PR #756, opened 2025-06-24
ci: add codeql workflows

Xunzhuo:
**Description**

This adds the codeql action, against a repository's source code to find security vulnerabilities. It automatically uploads the results to GitHub so they can be displayed on pull requests and in the repository's security tab.

### DIFF
--- a/.github/workflows/codeql.yaml
+++ b/.github/workflows/codeql.yaml
@@ -26,9 +26,6 @@ jobs:
 
     strategy:
       fail-fast: false
-      matrix:
-        language:
-        - go
 
     steps:
     - name: Checkout repository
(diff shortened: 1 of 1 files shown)


.github/workflows/codeql.yaml
```diff
@@ -0,0 +1,54 @@
...
+    permissions:
+      actions: read
+      contents: read
+      security-events: write
+
+    strategy:
+      fail-fast: false
+      matrix:
+        language:
+        - go
```
mathetake: unnecessary matrix (at least for now), so let's remove

Xunzhuo: Updated

PR #758, opened 2025-06-24
ci: add osv-scanner workflows

Xunzhuo:
**Commit Message**

ci: add osv-scanner workflows

### DIFF
--- a/.github/workflows/osv-scanner.yaml
+++ b/.github/workflows/osv-scanner.yaml
@@ -1,0 +1,44 @@
+name: OSV-Scanner
+
+on:
+  pull_request:
+    branches:
+    - "main"
+  merge_group:
+    branches:
+    - "main"
+  push:
+    branches:
+    - "main"
+  schedule:
+  - cron: '44 15 * * 5'
+
+permissions:
+  contents: read
+
+jobs:
+  scan-scheduled:
+    if: ${{ github.event_name == 'push' || github.event_name == 'schedule' }}
+    uses: "google/osv-scanner-action/.github/workflows/osv-scanner-reusable.yml@e69cc6c86b31f1e7e23935bbe7031b50e51082de"  # v2.0.2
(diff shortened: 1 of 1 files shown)


mathetake:
@Xunzhuo super nit but could you write a commit message in English sentences just like any other commit and PRs?

mathetake:
no need to prefix "ci: " in your commit message

.github/workflows/osv-scanner.yaml
```diff
@@ -0,0 +1,44 @@
+name: OSV-Scanner
+
+on:
+  pull_request:
+    branches:
+    - "main"
+  merge_group:
+    branches:
+    - "main"
```
mathetake: we are not using merge queue

Xunzhuo: Updated

Xunzhuo:
> @Xunzhuo super nit but could you write a commit message in English sentences just like any other commit and PRs?

Clipboard_Screenshot_1750820083

Sorry I dont get it, it is in English and also based on the https://www.conventionalcommits.org/en/v1.0.0/

Clipboard_Screenshot_1750820154

mathetake:
no, we are only checking the semantics for the title, and that's what the CI checks it. Please check the existing commits and follow the style.

mathetake:
in other words, the "<prefix>: adds foo for bar" is only checked for the PR title which is used as a first line of commit message. The content in the description follows after that. What you referred to is for the first line of the commit and that's the only thing the CI checks.

mathetake:
sorry i will revert this as this overlaps with trivy as well as OSV scanner is not aware of the state of the repository's security data (e.g. i ignored some npm packages) which will cause a double maintenance.

Xunzhuo:
I was going to close this, I realized the revert reason same as you, so nice revert! Haha

PR #759, opened 2025-06-24
ci: add the codecov check

Xunzhuo:
**Description**

This commit adds an additional coverage check by codecov. Codecov can check the patch level coverage and will add useful annotations on the PR that enable reviewers to notice uncovered lines. This is complementary to the existing go-test-coverage which can be run locally vs codecov cannot be run locally.

### DIFF
--- a/.github/workflows/build_and_test.yaml
+++ b/.github/workflows/build_and_test.yaml
@@ -31,6 +31,7 @@ concurrency:
 permissions:
   contents: read
   packages: write
+  id-token: write
 
 jobs:
   unittest:
@@ -78,6 +79,7 @@ jobs:
           files: ./out/go-test-coverage.out
           name: codecov-envoy-ai-gateway
           verbose: true
+          # https://github.com/codecov/codecov-action/issues/1594#issuecomment-2394913029
           use_oidc: ${{ !(github.event_name == 'pull_request' && github.event.pull_request.head.repo.fork) }}
 
   test_crdcel:


mathetake:
could you explore how this will play with the existing coverage setup with go-testcoverage? is it possible to migrate `make test-coverage` to use the setting here?  https://github.com/envoyproxy/ai-gateway/blob/main/.testcoverage.yml

mathetake:
so the idea is to give all contributors the ability to reproduce the CI failure and alerts by codecov bot. Otherwise, it's useless as we see in many projects that the comments by bod get ignored and just become a noise.

Makefile
```diff
@@ -129,9 +129,7 @@ test: ## Run the unit tests for the codebase.
 # This runs the unit tests for the codebase with coverage check.
 .PHONY: test-coverage
 test-coverage: ## Run the unit tests for the codebase with coverage check.
-	@mkdir -p $(OUTPUT_DIR)
-	@$(MAKE) test GO_TEST_ARGS="-coverprofile=$(OUTPUT_DIR)/go-test-coverage.out -covermode=atomic -coverpkg=github.com/envoyproxy/ai-gateway/... $(GO_TEST_ARGS)"
-	@go tool go-test-coverage --config=.testcoverage.yml
```
mathetake: cool, last request is to could you remove `go-test-coverage` from go.mod tool section?

Makefile
```diff
@@ -129,9 +129,7 @@ test: ## Run the unit tests for the codebase.
...
+	@$(MAKE) test GO_TEST_ARGS="-coverprofile=coverage.xml -covermode=atomic -coverpkg=github.com/envoyproxy/ai-gateway/... $(GO_TEST_ARGS)"
```
mathetake: help me understand this correctly but this itself is not failing the CI right? How can a contributor know if the current change passes all the coverage checks without pushing it? That's why I used go-test-coverage in the first place, and i wonder if it's possible to do so with codecov setting.

yuzisun: codecov does not show full project coverage

image

mathetake (approved):

PR #761, opened 2025-06-24
ci: add stale workflow

Xunzhuo:
**Commit Message**

This adds the stale workflow to detect the issues/PRs which are inactivated.

We usually use it as a reminder for both maintainer and contributors, not a action to directly close the PR/issues. So we only enable the `days-before-stale` and disable `days-before-close`.

### DIFF
--- a/.github/workflows/stale.yml
+++ b/.github/workflows/stale.yml
@@ -21,8 +21,6 @@ jobs:
       uses: actions/stale@5bef64f19d7facfb25b37b414482c7164d639639  # v9.1.0
       with:
         repo-token: ${{ secrets.GITHUB_TOKEN }}
-        # Different amounts of days for issues/PRs are not currently supported but there is a PR
-        # open for it: https://github.com/actions/stale/issues/214
         days-before-stale: 30
         days-before-close: -1
         stale-issue-message: >
--- a/.github/workflows/stale.yml
+++ b/.github/workflows/stale.yml
@@ -1,0 +1,41 @@
+on:
+  workflow_dispatch:
+  schedule:
+  - cron: '0 */4 * * *'
+
+permissions:
+  contents: read
+
+jobs:
+  prune_stale:
+    permissions:
+      issues: write  # for actions/stale to close stale issues
+      pull-requests: write  # for actions/stale to close stale PRs
+    name: Prune Stale
+    runs-on: ubuntu-22.04
+    # do not run it in forked repos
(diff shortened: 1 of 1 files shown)


.github/workflows/stale.yml
```diff
@@ -0,0 +1,41 @@
...
+
+    steps:
+    - name: Prune Stale
+      uses: actions/stale@5bef64f19d7facfb25b37b414482c7164d639639  # v9.1.0
+      with:
+        repo-token: ${{ secrets.GITHUB_TOKEN }}
+        # Different amounts of days for issues/PRs are not currently supported but there is a PR
+        # open for it: https://github.com/actions/stale/issues/214
+        days-before-stale: 30
+        days-before-close: -1
```
mathetake, line 25: so we won't close the issue/prs? could you explain the rationale

.github/workflows/stale.yml
```diff
@@ -0,0 +1,41 @@
...
+    # do not run it in forked repos
+    if: github.repository == 'envoyproxy/ai-gateway'
+
+    steps:
+    - name: Prune Stale
+      uses: actions/stale@5bef64f19d7facfb25b37b414482c7164d639639  # v9.1.0
+      with:
+        repo-token: ${{ secrets.GITHUB_TOKEN }}
+        # Different amounts of days for issues/PRs are not currently supported but there is a PR
+        # open for it: https://github.com/actions/stale/issues/214
```
mathetake: it looks it's supported?

.github/workflows/stale.yml
Xunzhuo: Yes, we added the stale labels for now, do not close it.

.github/workflows/stale.yml
Xunzhuo: Yes will remove this line, we dont have the requests to diff the days for issue and PR.

.github/workflows/stale.yml
mathetake: i am genuinely curious why not close?

Xunzhuo: It is a maintenance choice for how to deal with the stale PR and issue, we usually use it as a reminder for both maintainer and contributors, not a action to directly close the PR/issues

mathetake: cool, could you put that rationale here in this yaml so that others can see what we were thinking at this point.

Xunzhuo: Updated in description

Issue #549, opened 2025-04-02
BackendSecurityPolicy should target AIServiceBackend


arkodg:
*Description*:
>Describe the issue.

Noticed that the AIServiceBackend targets a BackendSecurityPolicy
https://aigateway.envoyproxy.io/docs/api/#aiservicebackendspec

The idiomatic design pattern is for the Policy to target the Backend using `targetRefs` field
https://gateway-api.sigs.k8s.io/geps/gep-2648/

[optional *Relevant Links*:]
>Any extra documentation required to understand the issue.

Issue #675, opened 2025-06-03
Consider making AIServiceBackend an abstraction for Backends for AI Services


arkodg:
*Description*:
>Describe the desired behavior, what scenario it enables and how it
would be used.

Today https://aigateway.envoyproxy.io/docs/api/#aiservicebackendspec references two resources

* A BackendRef resource
* A BackendSecurityPolicyRef

For the egress case where clients are connecting to external model services, it will help if these references are converted into absolute values/fields are embedded instead of references, since the persona responsible for managing the AIServiceBackend is the same.

This would make it more inline with AIGatewayRoute which is an abstraction on top of HTTPRoute for routing AI traffic

Relates to https://github.com/envoyproxy/ai-gateway/issues/603

[optional *Relevant Links*:]
>Any extra documentation required to understand the issue.

Xunzhuo:
+1 for this, would love to make API simplify.

the ideal approach I think:

1. GatewayClass -> Gateway -> AIGatewayRoute -> AIServiceBackend

the current approach is:

1. GatewayClass -> Gateway -> AIGatewayRoute -> AIServiceBackend + n * Backend + n * BackendSecurityPolicy + n * BackendTLSPolicy

the user-facing API grows large, and this will bring some issues:
1. the UX is bad and people need to understand a lot of resources we define.
2. the system logics becomes more complex.
3. the frontend engineer feels bad about it, need a lof of works in console building

yuzisun:
The proposal here is to embed the `Backend` and `BackendSecurityPolicy` type in the `AIServiceBackend` right?

arkodg:
yeah @yuzisun, also `Service` prefix can be removed, since its redundant (a `Service` is a Backend), and can be reduced to `AIBackend` (even `AIGatewayRoute` could be simplified to `AIRoute`, since a `Route` always attaches to a `Gateway/Listener` parentRef)

Xunzhuo:
Agreed with @arkodg 

GatewayClass -> Gateway -> AIGatewayRoute -> AIServiceBackend

To:

GatewayClass -> Gateway -> AIRoute -> AIBackend

yuzisun:
Let’s create a poll with the community ?

Xunzhuo:
sure @yuzisun 

### the current approach is

```
GatewayClass -> Gateway -> AIGatewayRoute -> AIServiceBackend + n * Backend + n * BackendSecurityPolicy + n * BackendTLSPolicy
```

[...]

PR #762, opened 2025-06-24
feat: support targetRef in backend security policy

Xunzhuo:
**Commit Message**

feat: support targetRef in backend security policy

Fixes: https://github.com/envoyproxy/ai-gateway/issues/549


mathetake:
thank for the work here... but i think this involves the API refactoring discussion we have in like #675 , so let's wait for it to reach the consensus  cc @missBerg

Xunzhuo:
Yes, I did this earlier than the discussion, so let us hold.

examples/basic/bsp-target-ref.yaml
```diff
@@ -0,0 +1,92 @@
+# Copyright Envoy AI Gateway Authors
```
mathetake: could you delete this file, and instead fix all existing examples to use targetRefs?

mathetake:
i will take over this pr

mathetake:
i pushed some changes. PTAL @Xunzhuo

Xunzhuo:
thanks @mathetake!

examples/basic/basic.yaml
```diff
@@ -122,6 +122,8 @@ spec:
     name: envoy-ai-gateway-basic-azure
     kind: Backend
     group: gateway.envoyproxy.io
+  # Deprecated: Use targetRefs in BackendSecurityPolicy instead. See "envoy-ai-gateway-basic-openai-apikey" below.
+  # This is mainly to ensure backward compatibility in tests.
   backendSecurityPolicyRef:
```
Xunzhuo: Should we update all the references?

mathetake: done

PR #706, opened 2025-06-13
feat: adds support for almost-OpenAI-compatible providers

mathetake:
**Commit Message**

This adds support for almost-OpenAI-compatible providers where the only difference with OpenAI is that it has different "prefix". For example, Gemini API uses "/v1beta/openai" prefix. Another example is that Cohere AI [2]  uses "/compatibility/v1" prefix.

[1] https://ai.google.dev/gemini-api/docs/openai
[2] https://docs.cohere.com/v2/docs/compatibility-api

PR #765, opened 2025-06-24
controller: defaults to /v1 for OpenAI when empty version

mathetake:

§ **DIRECTIONS FOR THIS TASK**
Give the count of lines in the listing that hold the word "discussion", and nothing else.

§ **ANSWER BOX**
2